- _What to work on_:
Would you restate all the data that follows, word for word?

- _Materials provided_:
PR #874, opened 2024-03-22
Add JS bindings for full libktx

### LINKED ISSUE #288: ktxTexture should expose its data via JS bindings
Currently, there's no way to access original or transcoded texture data via JS. This makes the libKTX unusable in node environments.

aqnuep:
This PR has been repurposed from adding the Phasmatic bindings for partial write functionality into adding bindings for nearly the full libktx functionality and a test for all the new functionality.

The PR makes the following minor API changes to libktx:
* Adds `ktxTexture_GetLevelSize` function.
* Makes the parameters to `ktxTexture[12]_Create` `const`.
* Adds `ktxTexture2_{GetPrimaries_e, SetOETF and SetPrimaries}` functions.

It adds the following functions to the JS binding while modernizing and greatly improving the binding code:
* A constructor equivalent to `ktxTexture_Create`.
* `createCopy`
* `findKeyValue`
* `getDataSize`
* `getOETF`
* `getPrimaries`
* `getImage` for retrieving an image from the texture. Fixes #288.
* `setImageFromMemory`
* `compressAstc`
* `compressBasis`
* `deflateZstd`
* `deflateZLIB`
* `addKVPairString` and `addKVPairByte`
* `deleteKVPair`
* `setOETF`
* `setPrimaries`
* `writeToMemory`

It makes available two bindings. First is a read-only binding, `libktx_read.js` which has the previously available functions plus `findKeyValue`, `getDataSize`, `getOETF`, `getPrimaries` and `getImage`. The second, using the original name `libktx.js`, has functions for creating new KTX texture objects and writing them to files.

The JS `ktxTexture` class has been renamed `texture` as typical usage is with an Emscripten module instance name of `ktx` and `new ktx.ktxTexture()` looks weird. Newly added classes do not have `ktx` prefixes.

Compared to the Phasmatic bindings it:
* Removes `compressBasisU` which was bundling calls to `ktxTexture2_CompressBasisEx`, `ktxTexture2_DeflateZstd`, `ktxTexture2_WriteToMemory` and `ktxHashList_addKVPair`. Instead each function now has a binding and can be called by the JS client.
* Removes `createFromBuffer` which was using parameters passed from Javascript to determine the VKFormat and size of the texture then creating it with `ktxTexture2_Create` and finally loading an image from a passed ArrayBufferView into the texture via `ktxTexture_SetImageFromMemory`. Instead a `ktxCreateInfo` can be initialized in the JS code which can call `new ktxTexture` to create the texture then call `setImageFromMemory` to put the image into the texture object.


CMakeLists.txt
```diff
@@ -914,6 +921,44 @@ if(EMSCRIPTEN)
         COMPONENT ktx_js
     )
 
+    add_executable( ktx_js_read interface/js_binding/ktx_wrapper.cpp )
+    target_link_libraries( ktx_js_read ktx_read )
+    target_include_directories(
+        ktx_js_read
+    PRIVATE
+        ${CMAKE_CURRENT_SOURCE_DIR}/other_include
```
MarkCallow, line 929: Why are other_include and lib needed now. They weren't for the previous read-only build.

CMakeLists.txt
```diff
@@ -914,6 +921,44 @@ if(EMSCRIPTEN)
...
+        ${CMAKE_CURRENT_SOURCE_DIR}/lib
+        $<TARGET_PROPERTY:ktx_read,INTERFACE_INCLUDE_DIRECTORIES>
+    )
+    target_link_options(
+        ktx_js_read
+    PUBLIC
+        ${KTX_EMC_LINK_FLAGS}
+        "SHELL:-s EXPORT_NAME=LIBKTX_READ"
```
MarkCallow, line 937: I'd like to avoid duplicating these SHELL: items. Can you put them in a CMake variable to be used in both builds?

interface/js_binding/ktx_wrapper.cpp
```diff
@@ -22,6 +49,136 @@ namespace ktx
         texture(texture&) = delete;
         texture(texture&& other) = default;
 
+        static texture createFromBuffer(const emscripten::val& data, int width, int height, int comps, bool srgb) {
```
MarkCallow, line 52: I'm now recalling some of the discussion about merging this work back to KTX-Software. This function meets the needs of the glTF-Compressor which only needs to make BasisU textures for KHR_texture_basisu but is far from complete as a general compression tool. That is why Phasmatic did not integrate it.

This function needs to have a format argument and many other parameters so it can create textures with various formats and shapes. Or perhaps there should be multiple functions, one for 2D textures like this is and additional functions for arrays, cube maps, 3d. We also need to expose the deflate functions.

We need to have a discussion.

CMakeLists.txt
aqnuep: Because of the new includes of `vk_format_enum.h` and GL headers by `ktx_wrapper` introduced by Phasmatic's changes.

CMakeLists.txt
aqnuep: I was trying to deduplicate the definitions of the read-only vs read-write versions, but didn't turn out to be any cleaner. If you really want to, I can do that nonetheless.

MarkCallow: I found the proper way to do this, setting them as INTERFACE items so they are automatically set for dependencies. See commit 5d13ab5. You'll pick it when merging or rebasing main.

interface/js_binding/ktx_wrapper.cpp
MarkCallow: I want to capture this work in main as otherwise it will bit rot. I will review the changes again and mark what I think needs to be done to build only the ktx-read wrapper by default and to not release it the ktx wrapper.

CMakeLists.txt
```diff
@@ -883,8 +883,15 @@ if(EMSCRIPTEN)
     )
 
     add_executable( ktx_js interface/js_binding/ktx_wrapper.cpp )
```
MarkCallow, line 885: Please add a KTX_FEATURE_JS_WRITE option only visible `if(EMSCRIPTEN)` and defaulting to OFF. The documentation string should say something like "JS wrapper with minimal write functions as used by glTF-Compressor.". Only add ktx_js when set to ON.

CMakeLists.txt
MarkCallow: Will it help to bracket these includes and any other write-related code in `ktx_wrapper` with`#if KTX_FEATURE_WRITE`?

CMakeLists.txt
```diff
@@ -1307,6 +1352,7 @@ elseif(WIN32)
 elseif(EMSCRIPTEN)
     set(CPACK_GENERATOR ZIP)
     set(CPACK_ARCHIVE_KTX_JS_FILE_NAME "${CMAKE_PROJECT_NAME}-${KTX_VERSION_FULL}-Web-libktx")
```
MarkCallow, line 1354: Only include this if `KTX_FEATURE_JS_WRITE` is ON.

interface/js_binding/ktx_wrapper.cpp
MarkCallow, line 52: Bracket this function with `#if KTX_FEATURE_WRITE`.

MarkCallow (commented):
I think the changes in these comments are all that are needed so ktx_js is only built when the corresponding feature is on.

interface/js_binding/ktx_wrapper.cpp
aqnuep: Isn't this an upload path? Why hide it behind `KTX_FEATURE_WRITE`?

aqnuep:
> Will it help to bracket these includes and any other write-related code in ktx_wrapper with#if KTX_FEATURE_WRITE?

For some reason I cannot reply on this comment, so replying here: what do you mean by that?

CMakeLists.txt
aqnuep: Ah, this reply from you also appears here, just noticed.

Maybe that works, but I'd have to check.

interface/js_binding/ktx_wrapper.cpp
MarkCallow: It is for creating a new texture rather than loading one from a KTX file so I'd always considered this part of the write functionality but now I see that the native equivalent is defined in `texture2.c` not `writer2.c`. For equivalence, we should not bracket this function.

CMakeLists.txt
aqnuep: Okay, considering that `createFromBuffer` depends on the GL header and in the other comment thread you agreed to keep that for read-only, I don't think we can change this.

CMakeLists.txt
MarkCallow: Discussion has been helpful. For example I was unaware the cmake_dependent_option was introduced in 3.22. Our CMakeLists.txt uses it a lot. I've just created PR #904 to bump the minimum version to 3.22 after checking that all our environments have at least that.

But yes. I'll take over this PR. On reflection I don't think `KTX_FEATURE_JS_WRITE` is needed.  We just need to comment out the addition of the read-write version to the release archive so we don't release it until such time as has fully fledged write features.

MarkCallow:
@abasilak, @ViNeek please review this PR. Please pay particular attention to the following:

- _Finished exercise_:
PR #874, opened 2024-03-22
Add JS bindings for full libktx

### LINKED ISSUE #288: ktxTexture should expose its data via JS bindings
Currently, there's no way to access original or transcoded texture data via JS. This makes the libKTX unusable in node environments.

aqnuep:
This PR has been repurposed from adding the Phasmatic bindings for partial write functionality into adding bindings for nearly the full libktx functionality and a test for all the new functionality.

The PR makes the following minor API changes to libktx:
* Adds `ktxTexture_GetLevelSize` function.
* Makes the parameters to `ktxTexture[12]_Create` `const`.
* Adds `ktxTexture2_{GetPrimaries_e, SetOETF and SetPrimaries}` functions.

It adds the following functions to the JS binding while modernizing and greatly improving the binding code:
* A constructor equivalent to `ktxTexture_Create`.
* `createCopy`
* `findKeyValue`
* `getDataSize`
* `getOETF`
* `getPrimaries`
* `getImage` for retrieving an image from the texture. Fixes #288.
* `setImageFromMemory`
* `compressAstc`
* `compressBasis`
* `deflateZstd`
* `deflateZLIB`
* `addKVPairString` and `addKVPairByte`
* `deleteKVPair`
* `setOETF`
* `setPrimaries`
* `writeToMemory`

It makes available two bindings. First is a read-only binding, `libktx_read.js` which has the previously available functions plus `findKeyValue`, `getDataSize`, `getOETF`, `getPrimaries` and `getImage`. The second, using the original name `libktx.js`, has functions for creating new KTX texture objects and writing them to files.

The JS `ktxTexture` class has been renamed `texture` as typical usage is with an Emscripten module instance name of `ktx` and `new ktx.ktxTexture()` looks weird. Newly added classes do not have `ktx` prefixes.

Compared to the Phasmatic bindings it:
* Removes `compressBasisU` which was bundling calls to `ktxTexture2_CompressBasisEx`, `ktxTexture2_DeflateZstd`, `ktxTexture2_WriteToMemory` and `ktxHashList_addKVPair`. Instead each function now has a binding and can be called by the JS client.
* Removes `createFromBuffer` which was using parameters passed from Javascript to determine the VKFormat and size of the texture then creating it with `ktxTexture2_Create` and finally loading an image from a passed ArrayBufferView into the texture via `ktxTexture_SetImageFromMemory`. Instead a `ktxCreateInfo` can be initialized in the JS code which can call `new ktxTexture` to create the texture then call `setImageFromMemory` to put the image into the texture object.


CMakeLists.txt
```diff
@@ -914,6 +921,44 @@ if(EMSCRIPTEN)
         COMPONENT ktx_js
     )
 
+    add_executable( ktx_js_read interface/js_binding/ktx_wrapper.cpp )
+    target_link_libraries( ktx_js_read ktx_read )
+    target_include_directories(
+        ktx_js_read
+    PRIVATE
+        ${CMAKE_CURRENT_SOURCE_DIR}/other_include
```
MarkCallow, line 929: Why are other_include and lib needed now. They weren't for the previous read-only build.

CMakeLists.txt
```diff
@@ -914,6 +921,44 @@ if(EMSCRIPTEN)
...
+        ${CMAKE_CURRENT_SOURCE_DIR}/lib
+        $<TARGET_PROPERTY:ktx_read,INTERFACE_INCLUDE_DIRECTORIES>
+    )
+    target_link_options(
+        ktx_js_read
+    PUBLIC
+        ${KTX_EMC_LINK_FLAGS}
+        "SHELL:-s EXPORT_NAME=LIBKTX_READ"
```
MarkCallow, line 937: I'd like to avoid duplicating these SHELL: items. Can you put them in a CMake variable to be used in both builds?

interface/js_binding/ktx_wrapper.cpp
```diff
@@ -22,6 +49,136 @@ namespace ktx
         texture(texture&) = delete;
         texture(texture&& other) = default;
 
+        static texture createFromBuffer(const emscripten::val& data, int width, int height, int comps, bool srgb) {
```
MarkCallow, line 52: I'm now recalling some of the discussion about merging this work back to KTX-Software. This function meets the needs of the glTF-Compressor which only needs to make BasisU textures for KHR_texture_basisu but is far from complete as a general compression tool. That is why Phasmatic did not integrate it.

This function needs to have a format argument and many other parameters so it can create textures with various formats and shapes. Or perhaps there should be multiple functions, one for 2D textures like this is and additional functions for arrays, cube maps, 3d. We also need to expose the deflate functions.

We need to have a discussion.

CMakeLists.txt
aqnuep: Because of the new includes of `vk_format_enum.h` and GL headers by `ktx_wrapper` introduced by Phasmatic's changes.

CMakeLists.txt
aqnuep: I was trying to deduplicate the definitions of the read-only vs read-write versions, but didn't turn out to be any cleaner. If you really want to, I can do that nonetheless.

MarkCallow: I found the proper way to do this, setting them as INTERFACE items so they are automatically set for dependencies. See commit 5d13ab5. You'll pick it when merging or rebasing main.

interface/js_binding/ktx_wrapper.cpp
MarkCallow: I want to capture this work in main as otherwise it will bit rot. I will review the changes again and mark what I think needs to be done to build only the ktx-read wrapper by default and to not release it the ktx wrapper.

CMakeLists.txt
```diff
@@ -883,8 +883,15 @@ if(EMSCRIPTEN)
     )
 
     add_executable( ktx_js interface/js_binding/ktx_wrapper.cpp )
```
MarkCallow, line 885: Please add a KTX_FEATURE_JS_WRITE option only visible `if(EMSCRIPTEN)` and defaulting to OFF. The documentation string should say something like "JS wrapper with minimal write functions as used by glTF-Compressor.". Only add ktx_js when set to ON.

CMakeLists.txt
MarkCallow: Will it help to bracket these includes and any other write-related code in `ktx_wrapper` with`#if KTX_FEATURE_WRITE`?

CMakeLists.txt
```diff
@@ -1307,6 +1352,7 @@ elseif(WIN32)
 elseif(EMSCRIPTEN)
     set(CPACK_GENERATOR ZIP)
     set(CPACK_ARCHIVE_KTX_JS_FILE_NAME "${CMAKE_PROJECT_NAME}-${KTX_VERSION_FULL}-Web-libktx")
```
MarkCallow, line 1354: Only include this if `KTX_FEATURE_JS_WRITE` is ON.

interface/js_binding/ktx_wrapper.cpp
MarkCallow, line 52: Bracket this function with `#if KTX_FEATURE_WRITE`.

MarkCallow (commented):
I think the changes in these comments are all that are needed so ktx_js is only built when the corresponding feature is on.

interface/js_binding/ktx_wrapper.cpp
aqnuep: Isn't this an upload path? Why hide it behind `KTX_FEATURE_WRITE`?

aqnuep:
> Will it help to bracket these includes and any other write-related code in ktx_wrapper with#if KTX_FEATURE_WRITE?

For some reason I cannot reply on this comment, so replying here: what do you mean by that?

CMakeLists.txt
aqnuep: Ah, this reply from you also appears here, just noticed.

Maybe that works, but I'd have to check.

interface/js_binding/ktx_wrapper.cpp
MarkCallow: It is for creating a new texture rather than loading one from a KTX file so I'd always considered this part of the write functionality but now I see that the native equivalent is defined in `texture2.c` not `writer2.c`. For equivalence, we should not bracket this function.

CMakeLists.txt
aqnuep: Okay, considering that `createFromBuffer` depends on the GL header and in the other comment thread you agreed to keep that for read-only, I don't think we can change this.

CMakeLists.txt
MarkCallow: Discussion has been helpful. For example I was unaware the cmake_dependent_option was introduced in 3.22. Our CMakeLists.txt uses it a lot. I've just created PR #904 to bump the minimum version to 3.22 after checking that all our environments have at least that.

But yes. I'll take over this PR. On reflection I don't think `KTX_FEATURE_JS_WRITE` is needed.  We just need to comment out the addition of the read-write version to the release archive so we don't release it until such time as has fully fledged write features.

MarkCallow:
@abasilak, @ViNeek please review this PR. Please pay particular attention to the following:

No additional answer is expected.